Project Summary/Abstract
 Harnessing a patient’s immune system by attenuating endogenous immune checkpoints on T-cells has
led to dramatic, durable tumor rejection for multiple tumor types. Nonetheless, pancreatic ductal adenocarcinoma
(PDAC) remains largely resistant to all therapies, including immunotherapies, leading to its notoriety as one of
the most lethal malignancies, with a 6% 5-year survival rate.
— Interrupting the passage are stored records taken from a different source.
PR #442, opened 2026-08-29
wewere.online: live departures board from navigation events

spencerc99:
## Summary

Adds a live train-station departures board to wewere.online at `/departures/`, rendering navigation events as departures: each row is a traveler (color dot) hopping to a new domain, with favicon, origin domain, dwell time on the previous site, local time, and a live status.

- **Shared component** `extension/website/shared/components/Departures.tsx` + SCSS — Martian Mono board text, Lora header, design-system palette (linen/paper/teal/rust), split-flap roll-in animation for new rows, scrolling notice bar, live clock.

To design efficacious treatments for PDAC, it is
important to understand the mechanism by which PDAC escapes the host immune system. Unlike
immunotherapy-responsive tumor types such as melanoma, PDAC is mutationally homogeneous, with up to
75% of tumors possessing mutations in the tumor suppressor p53. p53 loss is well-described to mediate tumor
escape from apoptosis and senescence. p53 missense mutants (mtp53) also acquire gain-of-function activities
distinct from p53’s wild-type activity. Pre-clinical studies support that mtp53 mediate tumor escape from immune
surveillance by modulating innate immune effectors, including NK cells and macrophages. Few studies have
been completed, however, investigating the role of mtp53 in altering adaptive immune effectors, including
cytotoxic T-cells. Understanding the role of mtp53 in mediating T-cell infiltration and function in PDAC would
provide a novel framework to understand and overcome resistance to cancer immunotherapy. In this project, I
will determine whether various structure-function classes of mtp53 impact PDAC oncogenesis or tumor
maintenance by impacting T-cell function. I hypothesize that p53 mutations mediate evasion of T-cell-
mediated killing and immunotherapy in PDAC and other tumors, and that mtp53 class is an important
factor in this process. To test this hypothesis, I will establish whether p53 tumor mutational status influences
T-cell infiltration, phenotype, and functionality in PDAC, using novel PDAC murine models and flow cytometry,
CyTOF, Caspase, and cytokine secretion assays, and determine whether p53 mutational status impacts
response to immune checkpoint inhibitors. With the successful completion of these aims, I will ascertain if p53
mutational status promotes T-cell-mediated immune escape in PDAC. These results would elucidate the role of
mtp53 activating mutations in tumorigenesis, identify potentially-targetable downstream effectors unique to
mtp53, and provide rationale to investigate mtp53 immune-regulation in PDAC and other tumor types.

## Key facts

- **NIH application ID:** 10189491
- **Project number:** 5F30CA228258-02
- **Recipient organization:** UNIVERSITY OF TX MD ANDERSON CAN CTR
- **Principal Investigator:** Deborah Ann Silverman
- **Activity code:** F30 (R01, R21, SBIR, etc.)
- **Funding institute:** NIH
- **Fiscal year:** 2021
- **Award amount:** $33,541
- **Award type:** 5
- **Project period:** 2020-06-01 → 2023-05-31

## Primary source

NIH RePORTER: https://reporter.nih.gov/project-details/10189491

## Citation

> US National Institutes of Health, RePORTER application 10189491, The Role of Mutant p53 in Regulating T-cell Immune Evasion in Pancreatic Adenocarcinoma and Other Cancers (5F30CA228258-02). Retrieved via AI Analytics 2026-05-23 from https://api.ai-analytics.org/grant/nih/10189491. Licensed CC0.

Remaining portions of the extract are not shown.